■ YOUR TASK ■
Which lines of the entries below include "ErrorKind"? List them all.

■ Excerpts from a dataset ■

PR #263, opened 2022-12-09
Abstract tokio runtime shut down check

hzxuzhonghu:


src/proxy/util.rs
```diff
@@ -0,0 +1,24 @@
...
+// distributed under the License is distributed on an "AS IS" BASIS,
+// WITHOUT WARRANTIES OR CONDITIONS OF ANY KIND, either express or implied.
+// See the License for the specific language governing permissions and
+// limitations under the License.
+
+use std::io::{Error, ErrorKind};
+
+pub fn is_runtime_shutdown(e: &Error) -> bool {
+    match e.kind() {
+        ErrorKind::Other => {
```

■ REPLY TO THE EXERCISE ■
+use std::io::{Error, ErrorKind};
+        ErrorKind::Other => {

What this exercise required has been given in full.